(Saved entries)
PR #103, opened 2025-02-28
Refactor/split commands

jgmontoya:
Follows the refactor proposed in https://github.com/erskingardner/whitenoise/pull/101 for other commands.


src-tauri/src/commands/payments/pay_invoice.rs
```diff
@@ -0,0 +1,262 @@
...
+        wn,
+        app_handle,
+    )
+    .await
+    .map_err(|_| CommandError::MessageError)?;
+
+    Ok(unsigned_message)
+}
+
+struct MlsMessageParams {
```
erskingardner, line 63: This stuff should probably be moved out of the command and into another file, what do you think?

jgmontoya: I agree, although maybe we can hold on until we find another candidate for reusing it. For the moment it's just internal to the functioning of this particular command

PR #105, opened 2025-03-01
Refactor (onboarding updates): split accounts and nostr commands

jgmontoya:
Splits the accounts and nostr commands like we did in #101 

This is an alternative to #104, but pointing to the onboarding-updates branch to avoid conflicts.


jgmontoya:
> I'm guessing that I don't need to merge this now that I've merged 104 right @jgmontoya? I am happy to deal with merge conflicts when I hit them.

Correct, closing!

---

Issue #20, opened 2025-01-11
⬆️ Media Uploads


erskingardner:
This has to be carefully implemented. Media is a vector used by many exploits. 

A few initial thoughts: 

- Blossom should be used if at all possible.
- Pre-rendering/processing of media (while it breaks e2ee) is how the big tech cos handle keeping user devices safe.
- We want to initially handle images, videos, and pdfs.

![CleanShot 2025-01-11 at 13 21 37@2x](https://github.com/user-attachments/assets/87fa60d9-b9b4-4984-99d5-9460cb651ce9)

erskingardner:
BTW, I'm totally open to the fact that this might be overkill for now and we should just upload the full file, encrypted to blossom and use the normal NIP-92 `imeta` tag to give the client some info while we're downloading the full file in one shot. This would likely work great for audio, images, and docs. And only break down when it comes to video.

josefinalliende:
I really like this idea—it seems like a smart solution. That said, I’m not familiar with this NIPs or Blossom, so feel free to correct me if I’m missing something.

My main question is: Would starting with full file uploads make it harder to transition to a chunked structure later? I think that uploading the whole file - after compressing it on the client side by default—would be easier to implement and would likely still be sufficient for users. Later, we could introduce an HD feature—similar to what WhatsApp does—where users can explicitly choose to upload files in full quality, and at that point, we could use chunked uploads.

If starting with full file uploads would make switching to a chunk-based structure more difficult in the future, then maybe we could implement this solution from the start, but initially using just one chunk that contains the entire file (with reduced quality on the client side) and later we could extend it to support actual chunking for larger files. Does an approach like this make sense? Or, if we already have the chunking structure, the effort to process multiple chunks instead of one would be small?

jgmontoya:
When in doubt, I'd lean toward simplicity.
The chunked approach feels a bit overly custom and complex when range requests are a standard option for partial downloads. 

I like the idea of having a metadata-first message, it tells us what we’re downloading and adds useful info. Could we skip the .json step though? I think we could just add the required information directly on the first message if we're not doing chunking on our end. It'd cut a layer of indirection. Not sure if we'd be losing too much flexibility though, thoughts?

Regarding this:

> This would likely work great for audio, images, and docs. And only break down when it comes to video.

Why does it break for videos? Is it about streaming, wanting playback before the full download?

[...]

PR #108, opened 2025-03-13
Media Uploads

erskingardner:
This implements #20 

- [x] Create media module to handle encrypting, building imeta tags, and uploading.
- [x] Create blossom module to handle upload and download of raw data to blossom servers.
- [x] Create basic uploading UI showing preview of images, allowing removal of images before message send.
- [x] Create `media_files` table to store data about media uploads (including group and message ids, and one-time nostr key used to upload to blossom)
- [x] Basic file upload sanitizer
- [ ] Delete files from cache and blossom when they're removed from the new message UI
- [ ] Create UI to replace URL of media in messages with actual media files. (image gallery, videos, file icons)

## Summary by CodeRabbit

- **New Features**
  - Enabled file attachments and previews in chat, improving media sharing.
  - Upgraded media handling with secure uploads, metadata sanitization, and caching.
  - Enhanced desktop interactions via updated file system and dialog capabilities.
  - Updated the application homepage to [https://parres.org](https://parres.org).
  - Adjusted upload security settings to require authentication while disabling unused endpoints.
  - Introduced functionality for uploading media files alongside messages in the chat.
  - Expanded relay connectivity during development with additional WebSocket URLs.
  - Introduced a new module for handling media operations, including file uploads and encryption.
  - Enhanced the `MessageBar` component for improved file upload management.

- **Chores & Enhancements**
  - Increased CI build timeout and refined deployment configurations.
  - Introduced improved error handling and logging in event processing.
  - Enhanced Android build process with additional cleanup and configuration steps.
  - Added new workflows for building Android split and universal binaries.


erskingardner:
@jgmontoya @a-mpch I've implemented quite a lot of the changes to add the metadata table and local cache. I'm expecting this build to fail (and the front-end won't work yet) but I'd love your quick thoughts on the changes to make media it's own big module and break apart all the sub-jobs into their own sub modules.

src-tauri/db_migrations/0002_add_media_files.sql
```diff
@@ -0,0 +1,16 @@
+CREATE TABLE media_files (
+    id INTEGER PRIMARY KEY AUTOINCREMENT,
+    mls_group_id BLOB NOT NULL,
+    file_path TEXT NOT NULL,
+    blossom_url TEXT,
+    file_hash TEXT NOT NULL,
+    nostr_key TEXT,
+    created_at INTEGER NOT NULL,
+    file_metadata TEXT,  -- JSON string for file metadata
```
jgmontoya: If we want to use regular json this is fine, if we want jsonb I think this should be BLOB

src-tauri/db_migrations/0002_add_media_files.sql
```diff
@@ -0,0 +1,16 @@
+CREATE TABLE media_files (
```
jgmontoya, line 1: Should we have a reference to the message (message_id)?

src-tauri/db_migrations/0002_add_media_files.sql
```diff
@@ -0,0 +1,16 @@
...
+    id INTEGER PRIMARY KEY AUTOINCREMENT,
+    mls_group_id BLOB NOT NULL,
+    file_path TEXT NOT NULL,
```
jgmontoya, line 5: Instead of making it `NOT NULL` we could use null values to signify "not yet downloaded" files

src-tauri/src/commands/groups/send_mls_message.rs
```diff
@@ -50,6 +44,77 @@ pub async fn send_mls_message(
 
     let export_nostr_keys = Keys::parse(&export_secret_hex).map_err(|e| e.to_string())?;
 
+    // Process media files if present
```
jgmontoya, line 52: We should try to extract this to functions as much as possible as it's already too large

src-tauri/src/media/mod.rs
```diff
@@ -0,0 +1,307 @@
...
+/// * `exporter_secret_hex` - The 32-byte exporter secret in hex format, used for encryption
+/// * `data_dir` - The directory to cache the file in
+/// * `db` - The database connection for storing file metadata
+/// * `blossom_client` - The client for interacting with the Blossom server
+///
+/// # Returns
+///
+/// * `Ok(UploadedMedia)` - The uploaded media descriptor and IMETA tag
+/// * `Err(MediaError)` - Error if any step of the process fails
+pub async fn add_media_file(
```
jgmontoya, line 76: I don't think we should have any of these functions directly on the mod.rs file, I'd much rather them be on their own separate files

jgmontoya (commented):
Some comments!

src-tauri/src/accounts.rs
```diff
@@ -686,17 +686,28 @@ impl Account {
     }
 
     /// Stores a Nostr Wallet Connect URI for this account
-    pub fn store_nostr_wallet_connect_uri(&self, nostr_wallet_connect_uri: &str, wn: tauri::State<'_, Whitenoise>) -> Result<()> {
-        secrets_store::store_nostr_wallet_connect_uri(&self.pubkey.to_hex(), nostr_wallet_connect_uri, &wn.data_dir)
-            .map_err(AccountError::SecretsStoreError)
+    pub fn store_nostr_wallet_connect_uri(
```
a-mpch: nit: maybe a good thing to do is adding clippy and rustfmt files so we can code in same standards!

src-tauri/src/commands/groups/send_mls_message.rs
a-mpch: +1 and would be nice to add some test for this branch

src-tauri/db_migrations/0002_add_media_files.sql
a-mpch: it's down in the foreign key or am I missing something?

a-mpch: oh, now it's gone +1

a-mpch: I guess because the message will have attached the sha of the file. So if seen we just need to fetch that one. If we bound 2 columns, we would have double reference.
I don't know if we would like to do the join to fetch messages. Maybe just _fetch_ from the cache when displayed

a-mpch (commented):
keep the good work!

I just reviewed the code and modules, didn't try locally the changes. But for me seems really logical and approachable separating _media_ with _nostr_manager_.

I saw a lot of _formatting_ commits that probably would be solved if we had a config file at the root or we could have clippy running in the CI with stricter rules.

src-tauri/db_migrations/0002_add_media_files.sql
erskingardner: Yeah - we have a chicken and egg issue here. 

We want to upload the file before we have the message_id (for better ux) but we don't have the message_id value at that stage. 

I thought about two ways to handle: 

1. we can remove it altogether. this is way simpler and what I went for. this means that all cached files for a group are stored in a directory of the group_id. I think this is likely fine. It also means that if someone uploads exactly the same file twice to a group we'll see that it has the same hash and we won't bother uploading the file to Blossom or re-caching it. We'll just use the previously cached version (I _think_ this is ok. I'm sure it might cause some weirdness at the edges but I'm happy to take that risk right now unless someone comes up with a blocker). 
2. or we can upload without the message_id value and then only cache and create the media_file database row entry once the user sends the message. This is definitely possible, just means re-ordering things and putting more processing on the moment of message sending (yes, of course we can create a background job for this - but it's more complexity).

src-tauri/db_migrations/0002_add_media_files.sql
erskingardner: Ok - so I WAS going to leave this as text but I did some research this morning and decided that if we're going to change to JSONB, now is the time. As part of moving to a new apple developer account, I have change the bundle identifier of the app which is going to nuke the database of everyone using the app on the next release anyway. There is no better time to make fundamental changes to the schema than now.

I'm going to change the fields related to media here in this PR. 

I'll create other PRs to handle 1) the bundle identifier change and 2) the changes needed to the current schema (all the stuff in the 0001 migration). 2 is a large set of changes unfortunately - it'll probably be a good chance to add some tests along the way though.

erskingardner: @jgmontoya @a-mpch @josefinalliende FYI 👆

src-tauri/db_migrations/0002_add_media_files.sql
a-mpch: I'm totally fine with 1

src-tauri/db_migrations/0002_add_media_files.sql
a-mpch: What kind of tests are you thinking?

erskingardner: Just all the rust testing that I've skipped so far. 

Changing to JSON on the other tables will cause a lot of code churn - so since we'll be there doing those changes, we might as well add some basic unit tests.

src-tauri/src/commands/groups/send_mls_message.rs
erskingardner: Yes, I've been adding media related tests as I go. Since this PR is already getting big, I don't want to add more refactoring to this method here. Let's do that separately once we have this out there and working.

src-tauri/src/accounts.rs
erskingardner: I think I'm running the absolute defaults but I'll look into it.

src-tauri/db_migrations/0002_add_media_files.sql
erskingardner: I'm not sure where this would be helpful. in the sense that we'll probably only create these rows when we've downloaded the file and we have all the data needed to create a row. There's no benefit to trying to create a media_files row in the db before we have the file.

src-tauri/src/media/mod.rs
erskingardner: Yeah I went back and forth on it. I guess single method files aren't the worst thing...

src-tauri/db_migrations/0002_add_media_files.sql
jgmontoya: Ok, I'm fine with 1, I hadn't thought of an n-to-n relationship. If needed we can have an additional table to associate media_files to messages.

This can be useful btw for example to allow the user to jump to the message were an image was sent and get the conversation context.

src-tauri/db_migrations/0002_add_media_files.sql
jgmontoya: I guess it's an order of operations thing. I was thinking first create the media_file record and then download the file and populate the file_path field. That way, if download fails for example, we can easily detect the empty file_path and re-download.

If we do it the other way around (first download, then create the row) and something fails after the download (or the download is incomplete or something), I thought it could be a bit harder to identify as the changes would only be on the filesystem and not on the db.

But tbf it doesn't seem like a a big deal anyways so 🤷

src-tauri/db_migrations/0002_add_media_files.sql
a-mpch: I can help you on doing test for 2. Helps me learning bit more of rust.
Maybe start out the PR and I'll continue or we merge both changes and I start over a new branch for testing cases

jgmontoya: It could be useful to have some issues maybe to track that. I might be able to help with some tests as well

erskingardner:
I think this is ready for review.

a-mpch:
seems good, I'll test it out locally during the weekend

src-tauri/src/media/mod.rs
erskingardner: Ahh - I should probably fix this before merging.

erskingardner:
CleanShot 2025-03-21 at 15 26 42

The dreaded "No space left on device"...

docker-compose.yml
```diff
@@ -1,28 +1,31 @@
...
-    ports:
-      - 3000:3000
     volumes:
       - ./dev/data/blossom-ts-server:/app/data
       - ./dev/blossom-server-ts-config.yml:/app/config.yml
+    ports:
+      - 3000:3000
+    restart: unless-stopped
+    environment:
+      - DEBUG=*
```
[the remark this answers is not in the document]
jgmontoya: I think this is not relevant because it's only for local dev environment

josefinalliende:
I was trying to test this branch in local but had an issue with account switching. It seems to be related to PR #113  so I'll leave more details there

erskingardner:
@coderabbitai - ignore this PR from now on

...

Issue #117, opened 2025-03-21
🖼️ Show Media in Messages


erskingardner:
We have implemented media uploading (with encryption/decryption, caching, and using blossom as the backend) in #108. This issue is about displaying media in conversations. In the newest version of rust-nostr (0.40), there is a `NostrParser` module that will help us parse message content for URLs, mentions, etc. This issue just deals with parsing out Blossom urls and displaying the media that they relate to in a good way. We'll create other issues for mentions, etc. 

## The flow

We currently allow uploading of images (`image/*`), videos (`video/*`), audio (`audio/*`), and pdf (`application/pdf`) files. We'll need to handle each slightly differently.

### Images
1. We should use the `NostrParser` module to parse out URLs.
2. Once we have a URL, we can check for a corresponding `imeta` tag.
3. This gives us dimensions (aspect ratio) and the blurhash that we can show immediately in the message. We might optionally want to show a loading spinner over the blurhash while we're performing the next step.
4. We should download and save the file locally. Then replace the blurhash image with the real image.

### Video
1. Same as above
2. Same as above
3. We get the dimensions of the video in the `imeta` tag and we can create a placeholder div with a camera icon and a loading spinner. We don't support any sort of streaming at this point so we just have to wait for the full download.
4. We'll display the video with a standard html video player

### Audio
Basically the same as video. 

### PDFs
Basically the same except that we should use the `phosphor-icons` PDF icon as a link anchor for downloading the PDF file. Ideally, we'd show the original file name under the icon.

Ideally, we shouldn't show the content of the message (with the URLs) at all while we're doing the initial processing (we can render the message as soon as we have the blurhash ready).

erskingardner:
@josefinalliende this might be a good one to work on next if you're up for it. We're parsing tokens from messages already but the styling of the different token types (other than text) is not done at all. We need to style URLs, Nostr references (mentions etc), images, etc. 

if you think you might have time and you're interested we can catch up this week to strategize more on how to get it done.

> **REQUIRED WORK**
Reproduce exactly the section above that begins at the line containing "PR #105, opened 2025-03-01" and ends at the line containing "Correct, closing!", leaving out all other lines.

> **EXERCISE ANSWER**
PR #105, opened 2025-03-01
Refactor (onboarding updates): split accounts and nostr commands

jgmontoya:
Splits the accounts and nostr commands like we did in #101 

This is an alternative to #104, but pointing to the onboarding-updates branch to avoid conflicts.


jgmontoya:
> I'm guessing that I don't need to merge this now that I've merged 104 right @jgmontoya? I am happy to deal with merge conflicts when I hit them.

Correct, closing!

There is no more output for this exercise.